SUPPLIED MATERIAL =
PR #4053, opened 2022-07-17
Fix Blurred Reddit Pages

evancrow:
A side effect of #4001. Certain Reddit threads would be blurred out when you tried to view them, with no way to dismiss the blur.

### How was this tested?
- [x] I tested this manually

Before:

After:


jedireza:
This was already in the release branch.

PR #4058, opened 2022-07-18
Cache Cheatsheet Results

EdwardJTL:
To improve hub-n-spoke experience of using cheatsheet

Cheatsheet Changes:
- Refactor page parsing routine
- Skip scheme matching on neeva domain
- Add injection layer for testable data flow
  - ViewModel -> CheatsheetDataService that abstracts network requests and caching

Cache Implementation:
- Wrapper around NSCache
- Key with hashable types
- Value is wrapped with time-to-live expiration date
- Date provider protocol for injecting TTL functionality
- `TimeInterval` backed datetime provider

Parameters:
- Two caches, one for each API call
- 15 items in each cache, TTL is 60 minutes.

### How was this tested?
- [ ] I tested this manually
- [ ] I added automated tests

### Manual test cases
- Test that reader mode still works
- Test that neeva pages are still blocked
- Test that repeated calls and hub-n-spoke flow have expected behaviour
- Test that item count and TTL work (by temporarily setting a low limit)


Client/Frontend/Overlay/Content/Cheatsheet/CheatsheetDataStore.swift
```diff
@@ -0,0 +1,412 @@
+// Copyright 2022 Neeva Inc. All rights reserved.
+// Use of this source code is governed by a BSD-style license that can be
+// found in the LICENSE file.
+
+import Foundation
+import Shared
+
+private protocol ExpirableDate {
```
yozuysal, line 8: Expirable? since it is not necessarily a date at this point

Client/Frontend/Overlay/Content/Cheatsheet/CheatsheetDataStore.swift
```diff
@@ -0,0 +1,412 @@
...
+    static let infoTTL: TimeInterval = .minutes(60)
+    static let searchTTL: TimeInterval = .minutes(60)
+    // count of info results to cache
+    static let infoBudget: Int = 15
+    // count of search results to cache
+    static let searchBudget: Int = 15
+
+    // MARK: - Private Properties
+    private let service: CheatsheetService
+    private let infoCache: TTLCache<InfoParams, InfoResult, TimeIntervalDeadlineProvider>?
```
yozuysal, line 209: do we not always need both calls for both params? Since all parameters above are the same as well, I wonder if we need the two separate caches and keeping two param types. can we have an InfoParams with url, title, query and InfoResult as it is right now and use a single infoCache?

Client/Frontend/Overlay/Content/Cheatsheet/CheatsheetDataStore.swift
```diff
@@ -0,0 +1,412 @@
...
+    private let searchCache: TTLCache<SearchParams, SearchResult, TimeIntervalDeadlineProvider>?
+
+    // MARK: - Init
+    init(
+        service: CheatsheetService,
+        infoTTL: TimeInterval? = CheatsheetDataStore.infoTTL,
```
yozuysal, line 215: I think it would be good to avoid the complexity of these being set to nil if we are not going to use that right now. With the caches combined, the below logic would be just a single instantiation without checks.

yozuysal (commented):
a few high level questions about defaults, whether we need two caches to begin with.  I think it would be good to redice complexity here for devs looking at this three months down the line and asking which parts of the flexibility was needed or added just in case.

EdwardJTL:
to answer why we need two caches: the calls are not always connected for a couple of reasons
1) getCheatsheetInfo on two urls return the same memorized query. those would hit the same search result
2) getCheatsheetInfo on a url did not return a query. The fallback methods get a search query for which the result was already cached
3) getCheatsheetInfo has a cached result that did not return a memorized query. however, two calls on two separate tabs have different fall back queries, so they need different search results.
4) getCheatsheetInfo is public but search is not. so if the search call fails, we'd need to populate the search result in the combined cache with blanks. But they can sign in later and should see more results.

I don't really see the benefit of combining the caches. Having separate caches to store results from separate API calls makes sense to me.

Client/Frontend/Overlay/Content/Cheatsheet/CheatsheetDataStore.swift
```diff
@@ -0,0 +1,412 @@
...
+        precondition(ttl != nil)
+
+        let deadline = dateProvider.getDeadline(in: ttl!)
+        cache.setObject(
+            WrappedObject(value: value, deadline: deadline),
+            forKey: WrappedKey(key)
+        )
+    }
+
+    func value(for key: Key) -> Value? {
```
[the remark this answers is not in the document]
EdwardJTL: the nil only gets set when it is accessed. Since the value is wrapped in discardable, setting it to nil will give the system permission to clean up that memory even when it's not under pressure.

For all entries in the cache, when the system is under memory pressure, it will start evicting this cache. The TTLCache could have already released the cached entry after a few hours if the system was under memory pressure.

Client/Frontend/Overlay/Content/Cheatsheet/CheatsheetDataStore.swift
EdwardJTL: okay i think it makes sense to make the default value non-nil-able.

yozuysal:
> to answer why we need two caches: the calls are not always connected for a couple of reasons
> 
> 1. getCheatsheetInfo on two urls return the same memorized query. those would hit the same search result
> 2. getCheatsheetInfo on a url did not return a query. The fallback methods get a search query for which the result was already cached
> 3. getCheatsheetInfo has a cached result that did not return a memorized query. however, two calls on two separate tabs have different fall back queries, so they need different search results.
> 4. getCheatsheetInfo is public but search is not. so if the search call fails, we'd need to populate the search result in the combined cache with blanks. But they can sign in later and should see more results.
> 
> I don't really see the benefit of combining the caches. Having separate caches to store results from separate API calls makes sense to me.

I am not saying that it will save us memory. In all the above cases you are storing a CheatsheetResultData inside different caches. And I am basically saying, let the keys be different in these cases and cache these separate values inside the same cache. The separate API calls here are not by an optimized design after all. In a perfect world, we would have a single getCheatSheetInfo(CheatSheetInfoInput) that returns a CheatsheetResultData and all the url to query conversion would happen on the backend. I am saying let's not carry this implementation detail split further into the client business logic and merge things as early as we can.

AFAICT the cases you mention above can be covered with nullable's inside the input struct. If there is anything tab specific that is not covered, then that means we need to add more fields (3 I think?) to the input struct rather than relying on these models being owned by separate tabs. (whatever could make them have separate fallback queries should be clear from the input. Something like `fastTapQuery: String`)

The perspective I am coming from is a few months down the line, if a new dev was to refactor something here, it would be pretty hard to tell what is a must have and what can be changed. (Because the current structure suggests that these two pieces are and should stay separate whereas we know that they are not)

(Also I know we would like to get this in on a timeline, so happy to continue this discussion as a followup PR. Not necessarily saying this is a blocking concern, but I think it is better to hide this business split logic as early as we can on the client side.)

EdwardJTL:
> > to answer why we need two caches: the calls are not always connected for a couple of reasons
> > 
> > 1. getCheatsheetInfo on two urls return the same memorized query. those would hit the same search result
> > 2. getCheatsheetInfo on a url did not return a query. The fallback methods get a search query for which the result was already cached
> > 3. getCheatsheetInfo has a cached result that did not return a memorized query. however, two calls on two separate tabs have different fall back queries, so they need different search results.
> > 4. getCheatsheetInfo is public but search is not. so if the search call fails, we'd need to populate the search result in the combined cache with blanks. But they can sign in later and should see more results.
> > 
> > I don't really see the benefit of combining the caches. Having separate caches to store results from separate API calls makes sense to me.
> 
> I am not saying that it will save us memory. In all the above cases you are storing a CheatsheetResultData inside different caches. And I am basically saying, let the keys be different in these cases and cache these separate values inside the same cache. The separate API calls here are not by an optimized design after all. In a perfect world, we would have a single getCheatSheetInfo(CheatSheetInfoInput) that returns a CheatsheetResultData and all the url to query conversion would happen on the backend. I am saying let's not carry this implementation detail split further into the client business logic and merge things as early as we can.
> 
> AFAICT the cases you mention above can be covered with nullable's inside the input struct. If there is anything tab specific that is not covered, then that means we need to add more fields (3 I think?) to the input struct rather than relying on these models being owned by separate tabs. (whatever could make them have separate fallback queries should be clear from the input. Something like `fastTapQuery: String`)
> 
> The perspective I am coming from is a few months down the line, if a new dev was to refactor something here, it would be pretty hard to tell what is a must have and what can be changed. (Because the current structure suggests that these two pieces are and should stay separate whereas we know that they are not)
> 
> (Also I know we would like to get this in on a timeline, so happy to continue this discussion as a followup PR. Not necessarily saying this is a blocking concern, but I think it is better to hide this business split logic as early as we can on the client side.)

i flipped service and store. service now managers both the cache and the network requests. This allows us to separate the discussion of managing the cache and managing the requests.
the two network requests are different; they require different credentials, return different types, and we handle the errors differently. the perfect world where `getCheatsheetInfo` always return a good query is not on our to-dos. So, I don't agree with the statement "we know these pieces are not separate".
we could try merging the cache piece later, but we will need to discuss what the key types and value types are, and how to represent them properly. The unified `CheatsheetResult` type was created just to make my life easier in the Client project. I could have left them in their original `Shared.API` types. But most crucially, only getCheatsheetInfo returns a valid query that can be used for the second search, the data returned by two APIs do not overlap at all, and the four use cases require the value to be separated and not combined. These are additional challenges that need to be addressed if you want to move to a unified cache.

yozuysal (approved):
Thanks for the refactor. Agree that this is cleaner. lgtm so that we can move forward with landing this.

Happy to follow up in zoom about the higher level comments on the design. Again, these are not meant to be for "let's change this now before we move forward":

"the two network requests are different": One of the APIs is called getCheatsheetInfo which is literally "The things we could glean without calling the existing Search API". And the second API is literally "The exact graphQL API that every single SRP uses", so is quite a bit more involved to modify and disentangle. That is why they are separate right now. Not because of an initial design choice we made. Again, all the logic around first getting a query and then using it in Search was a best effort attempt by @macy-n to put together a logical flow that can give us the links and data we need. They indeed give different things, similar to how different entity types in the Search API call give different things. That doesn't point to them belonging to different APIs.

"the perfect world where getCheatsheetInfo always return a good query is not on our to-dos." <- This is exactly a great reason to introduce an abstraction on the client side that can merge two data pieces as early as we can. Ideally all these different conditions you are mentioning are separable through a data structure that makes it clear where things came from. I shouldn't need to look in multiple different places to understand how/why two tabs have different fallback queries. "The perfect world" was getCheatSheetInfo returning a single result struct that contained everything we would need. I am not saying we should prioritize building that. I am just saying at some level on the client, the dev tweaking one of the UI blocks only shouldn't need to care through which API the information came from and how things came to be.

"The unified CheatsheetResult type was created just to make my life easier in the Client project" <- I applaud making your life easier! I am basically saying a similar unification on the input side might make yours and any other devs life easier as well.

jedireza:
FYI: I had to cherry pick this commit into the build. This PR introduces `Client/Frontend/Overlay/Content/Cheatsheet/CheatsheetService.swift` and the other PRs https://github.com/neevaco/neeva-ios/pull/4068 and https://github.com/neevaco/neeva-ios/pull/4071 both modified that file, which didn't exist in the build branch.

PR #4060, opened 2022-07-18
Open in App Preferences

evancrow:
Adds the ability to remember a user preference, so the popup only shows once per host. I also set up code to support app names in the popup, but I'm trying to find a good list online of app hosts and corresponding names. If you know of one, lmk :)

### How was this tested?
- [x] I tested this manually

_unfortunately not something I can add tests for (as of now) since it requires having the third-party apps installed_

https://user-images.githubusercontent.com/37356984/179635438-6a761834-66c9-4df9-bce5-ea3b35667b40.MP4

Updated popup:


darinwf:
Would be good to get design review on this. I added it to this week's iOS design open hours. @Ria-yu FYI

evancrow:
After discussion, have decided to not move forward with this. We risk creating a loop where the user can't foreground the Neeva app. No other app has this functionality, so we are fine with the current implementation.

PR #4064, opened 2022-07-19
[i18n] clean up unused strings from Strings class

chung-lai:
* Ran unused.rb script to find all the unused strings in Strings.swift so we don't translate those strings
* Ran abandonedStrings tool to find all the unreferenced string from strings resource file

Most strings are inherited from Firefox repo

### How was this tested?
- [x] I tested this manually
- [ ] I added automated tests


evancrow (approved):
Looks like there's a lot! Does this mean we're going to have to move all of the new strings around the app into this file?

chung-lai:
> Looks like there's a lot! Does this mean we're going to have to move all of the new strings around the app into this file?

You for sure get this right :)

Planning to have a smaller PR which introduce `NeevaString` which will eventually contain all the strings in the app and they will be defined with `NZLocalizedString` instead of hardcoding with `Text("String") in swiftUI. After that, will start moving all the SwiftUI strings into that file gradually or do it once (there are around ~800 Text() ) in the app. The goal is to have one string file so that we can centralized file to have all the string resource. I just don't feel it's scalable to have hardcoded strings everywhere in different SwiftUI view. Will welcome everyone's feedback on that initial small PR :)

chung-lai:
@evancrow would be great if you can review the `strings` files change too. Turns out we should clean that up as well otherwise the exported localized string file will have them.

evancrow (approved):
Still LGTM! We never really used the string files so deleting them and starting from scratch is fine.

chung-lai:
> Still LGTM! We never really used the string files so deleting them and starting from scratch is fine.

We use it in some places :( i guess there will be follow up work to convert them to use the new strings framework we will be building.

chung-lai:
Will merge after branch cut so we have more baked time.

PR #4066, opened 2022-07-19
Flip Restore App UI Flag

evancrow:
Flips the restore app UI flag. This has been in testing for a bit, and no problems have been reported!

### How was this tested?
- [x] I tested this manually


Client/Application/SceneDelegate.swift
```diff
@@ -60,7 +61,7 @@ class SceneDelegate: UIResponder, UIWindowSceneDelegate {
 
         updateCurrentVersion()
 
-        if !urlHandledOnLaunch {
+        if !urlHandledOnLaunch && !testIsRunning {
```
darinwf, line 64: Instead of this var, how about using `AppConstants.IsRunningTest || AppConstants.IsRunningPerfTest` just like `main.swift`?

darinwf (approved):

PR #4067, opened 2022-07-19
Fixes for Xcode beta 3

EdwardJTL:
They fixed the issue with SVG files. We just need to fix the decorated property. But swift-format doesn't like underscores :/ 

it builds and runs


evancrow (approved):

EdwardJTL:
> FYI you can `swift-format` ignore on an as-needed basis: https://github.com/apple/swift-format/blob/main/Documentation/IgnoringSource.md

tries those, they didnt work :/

YOUR INSTRUCTIONS =
Search the records for the string "public" and, wherever a line contains it, please copy that line.

TASK RESULT =
4) getCheatsheetInfo is public but search is not. so if the search call fails, we'd need to populate the search result in the combined cache with blanks. But they can sign in later and should see more results.
> 4. getCheatsheetInfo is public but search is not. so if the search call fails, we'd need to populate the search result in the combined cache with blanks. But they can sign in later and should see more results.
> > 4. getCheatsheetInfo is public but search is not. so if the search call fails, we'd need to populate the search result in the combined cache with blanks. But they can sign in later and should see more results.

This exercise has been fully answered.